(Stored data)

--- START ---

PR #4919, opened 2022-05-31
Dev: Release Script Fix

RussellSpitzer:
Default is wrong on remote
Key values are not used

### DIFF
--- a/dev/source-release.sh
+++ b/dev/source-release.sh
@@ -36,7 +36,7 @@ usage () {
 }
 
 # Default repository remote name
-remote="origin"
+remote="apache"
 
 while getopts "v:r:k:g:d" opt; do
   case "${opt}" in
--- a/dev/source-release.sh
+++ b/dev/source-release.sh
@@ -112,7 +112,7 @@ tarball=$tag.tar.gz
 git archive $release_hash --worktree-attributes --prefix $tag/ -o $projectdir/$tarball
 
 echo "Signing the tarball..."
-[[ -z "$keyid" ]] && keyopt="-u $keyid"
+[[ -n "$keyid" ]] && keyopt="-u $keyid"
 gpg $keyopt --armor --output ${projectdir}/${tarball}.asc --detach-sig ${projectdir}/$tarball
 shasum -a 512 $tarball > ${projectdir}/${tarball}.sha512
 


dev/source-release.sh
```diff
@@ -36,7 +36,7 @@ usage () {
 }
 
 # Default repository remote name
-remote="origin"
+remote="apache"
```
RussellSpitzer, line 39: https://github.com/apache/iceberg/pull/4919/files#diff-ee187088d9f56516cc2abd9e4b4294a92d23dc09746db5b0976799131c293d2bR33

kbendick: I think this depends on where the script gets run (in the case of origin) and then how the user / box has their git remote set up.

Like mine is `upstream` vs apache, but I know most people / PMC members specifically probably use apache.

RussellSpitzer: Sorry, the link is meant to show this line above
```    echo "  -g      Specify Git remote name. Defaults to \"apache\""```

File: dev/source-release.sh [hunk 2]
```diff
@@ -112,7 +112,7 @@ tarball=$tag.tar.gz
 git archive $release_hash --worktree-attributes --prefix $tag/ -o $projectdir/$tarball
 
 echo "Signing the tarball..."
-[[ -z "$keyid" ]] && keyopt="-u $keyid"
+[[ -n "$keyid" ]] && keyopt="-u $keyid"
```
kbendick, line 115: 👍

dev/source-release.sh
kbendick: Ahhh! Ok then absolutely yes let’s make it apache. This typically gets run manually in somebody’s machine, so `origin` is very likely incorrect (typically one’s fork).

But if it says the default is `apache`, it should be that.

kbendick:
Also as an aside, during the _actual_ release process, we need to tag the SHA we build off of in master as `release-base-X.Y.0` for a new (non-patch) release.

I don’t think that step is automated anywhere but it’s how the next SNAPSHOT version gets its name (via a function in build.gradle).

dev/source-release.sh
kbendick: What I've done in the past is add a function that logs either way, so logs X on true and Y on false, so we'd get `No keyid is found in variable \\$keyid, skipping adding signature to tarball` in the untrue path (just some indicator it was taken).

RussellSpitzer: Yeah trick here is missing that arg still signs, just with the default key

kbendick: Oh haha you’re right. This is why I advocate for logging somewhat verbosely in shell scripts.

--- END ---

Among the lines above, count those containing "think" and give only that count.

Exercise result. 2